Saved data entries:
####
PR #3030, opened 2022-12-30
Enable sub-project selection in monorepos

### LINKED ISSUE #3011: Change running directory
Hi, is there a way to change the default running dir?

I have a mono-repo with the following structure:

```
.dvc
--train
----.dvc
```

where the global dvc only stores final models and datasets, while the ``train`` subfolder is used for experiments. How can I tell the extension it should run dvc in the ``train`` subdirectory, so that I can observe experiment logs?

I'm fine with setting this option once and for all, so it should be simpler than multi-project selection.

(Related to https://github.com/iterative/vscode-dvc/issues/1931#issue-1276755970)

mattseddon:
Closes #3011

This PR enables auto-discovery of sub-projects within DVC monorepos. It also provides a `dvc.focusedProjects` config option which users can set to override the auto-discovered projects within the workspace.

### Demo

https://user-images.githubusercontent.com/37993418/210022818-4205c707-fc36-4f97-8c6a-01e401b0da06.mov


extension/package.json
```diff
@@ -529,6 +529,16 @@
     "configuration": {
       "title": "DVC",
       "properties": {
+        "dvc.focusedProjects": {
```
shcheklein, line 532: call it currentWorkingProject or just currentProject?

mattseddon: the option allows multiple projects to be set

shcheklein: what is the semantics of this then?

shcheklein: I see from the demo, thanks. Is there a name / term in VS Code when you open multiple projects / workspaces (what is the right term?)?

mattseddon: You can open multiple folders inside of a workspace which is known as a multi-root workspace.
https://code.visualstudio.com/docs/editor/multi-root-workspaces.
####
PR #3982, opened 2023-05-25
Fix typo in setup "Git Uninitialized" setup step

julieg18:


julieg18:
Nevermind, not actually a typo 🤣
####
Exercise directions:
Restate word for word only the lines above from the line containing "PR #3030, opened 2022-12-30" to the line containing "where the global", both of them included.

Task result:
PR #3030, opened 2022-12-30
Enable sub-project selection in monorepos

### LINKED ISSUE #3011: Change running directory
Hi, is there a way to change the default running dir?

I have a mono-repo with the following structure:

```
.dvc
--train
----.dvc
```

where the global dvc only stores final models and datasets, while the ``train`` subfolder is used for experiments. How can I tell the extension it should run dvc in the ``train`` subdirectory, so that I can observe experiment logs?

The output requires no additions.